Yes, and this is cheap and does lead to gains. (Specifically: around 1 inch.)

> but this would be very expensive and basically impossible without synthetic
> embryos.

First, this is not remotely what you said. Second, it's not true: you only
need more eggs and they don't have to be 'synthetic' whatever that means, and
there's a lot of work on inducing egg development from stem cells so in
another 10 years it may well be possible for parents to do massive selection
like that. Third, you don't need millions of embryos if you just want a very
tall person, as the advantage is cumulative over generations (which is the
critical insight behind Iterated Embryo Selection: it's much more efficient to
take a few hundred embryos through multiple generations of selection than it
is to try to brute force a single selective step). That's omitting any gains
from CRISPR or genome synthesis or other methods not yet thought of.
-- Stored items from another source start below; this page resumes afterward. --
PR #1459, opened 2025-01-23
Sync alienv to CVMFS automatically

singiamtel:
I tried to make it as crash resistant as possible, so hopefully it doesn't
interfere with the regular publishing

CC @ktf

### DIFF
--- a/publish/aliPublishS3
+++ b/publish/aliPublishS3
@@ -16,6 +16,7 @@ from tempfile import NamedTemporaryFile, mkdtemp
 from subprocess import Popen, PIPE, STDOUT, DEVNULL, getstatusoutput
 from smtplib import SMTP
 from xml.etree.ElementTree import ElementTree
+from pathlib import Path
 
 def format(s, **kwds):
   return s % kwds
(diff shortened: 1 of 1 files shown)


ktf:
As discussed, make sure you back up the old version before deployment of the new one, so that people can use the "safe" version in case of accident.

publish/aliPublishS3
```diff
@@ -769,6 +771,24 @@ def sync(pub, architectures, s3Client, bucket, baseUrl, basePrefix, rules,
...
 
+  # Update the alienv script in CVMFS if it has changed
+  try:
+    new_alienv = dirname(realpath(__file__)) / ".." / "cvmfs" / "alienv"
+    old_alienv = "/cvmfs/alice.cern.ch/bin/alienv"
+    
+    # Create backup with timestamp if files are different
+    if not filecmp.cmp(new_alienv, old_alienv, shallow=False):
+        timestamp = datetime.now().strftime("%Y%m%d-%H%M%S")
+        backup_alienv = f"/cvmfs/alice.cern.ch/bin/alienv.safe-{timestamp}"
```
ktf, line 782: Maybe we should have a separate folder for the backups (or limit the backups to just a few).

ktf (changes requested):
Please followup the remaining comments.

Fourth,
why would any parent want that in the first place as that's into the realm of
potential healthy problems (even if we're assuming only male embryos) and
beyond the useful level of height advantages, especially when they could be
instead spending that count of embryos to maximize a weighted sum of all
health and other complex traits? (Remember, just because everyone talks about
doing embryo selection on a single trait at a time doesn't make that remotely
a good idea; there are big gains to selecting on many traits simultaneously.)